[Start of section]
PR #63, opened 2015-04-14
undo pull request #40

tggagne:
This request undoes pull #40 , and it works as advertised (no file-not-found error).  But I think the better option might be to simply add "file://" service identifier to the current code.

After forking, I executed a 

1. git revert -m 1 a5a188f7f4b32c02f291acb9c4ad5dbb805f5d33
2. fixed-up pom.xml
3. committed to tggagne/dataloader and 
4. created the pull request.

Hopefully, these were the right steps.  That's more git surgery than I'm accustomed to.

### DIFF
--- a/pom.xml
+++ b/pom.xml
@@ -122,15 +122,23 @@
 
     <dependency>
       <groupId>org.springframework</groupId>
-      <artifactId>spring-context</artifactId>
+      <artifactId>spring-beans</artifactId>
       <version>${spring.version}</version>
     </dependency>
+
+    <dependency>
+      <groupId>org.springframework</groupId>
+      <artifactId>spring-core</artifactId>
+      <version>${spring.version}</version>
+    </dependency>
+
     <dependency>
       <groupId>org.springframework</groupId>
       <artifactId>spring-jdbc</artifactId>
       <version>${spring.version}</version>
       <scope>test</scope>
     </dependency>
+
     <dependency>
       <groupId>org.testng</groupId>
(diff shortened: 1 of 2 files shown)


diracz:
What's what I was suspecting for to fix your file path.

tggagne:
Sorry about that.  I thought the request to, "Can you revert that change and see if that will work?" meant to undo #40.

It looks like you already merged it into master.  How do you want to proceed from here?

How about you undo the merge, I'll fork another copy and add "file://" as I suggested earlier, and submit a new pull request?

diracz:
Sorry I'm a bit confused. Which of the following is correct?
1. Do you know undoing #40 will fix the file path problem, without your "file://" fix? This is the first question I'd like to know. If yes, this merge has already been in master, and it fixes your problem. 
2. If 1) won't work, and adding "file://" works WITHOUT undoing #40 works and fixes the problem, I'll revert this merge, and you can submit another pull request. 
- If 1) won't work, and adding "file://" works WITH undoing #40 works, then I'll not revert, and you submit another pull request for the "file://" change.

tggagne:
Option 1 fixes the problem, but at the cost of losing the feature of 
substituting environment variables inside the conf files added by #40.

Adding "file://" to the code also fixes the problem and preserves the 
feature, so I think reverting the merge is the correct action, and I'll 
submit a new pull request.

diracz:
Thanks for confirming. 
#65 just reverted it. Go ahead submitting the "file://" fix.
[End of section]
> _Task to carry out_: Scan the records above and report every line with the string "master".

> _Your response_:
It looks like you already merged it into master.  How do you want to proceed from here?
1. Do you know undoing #40 will fix the file path problem, without your "file://" fix? This is the first question I'd like to know. If yes, this merge has already been in master, and it fixes your problem. 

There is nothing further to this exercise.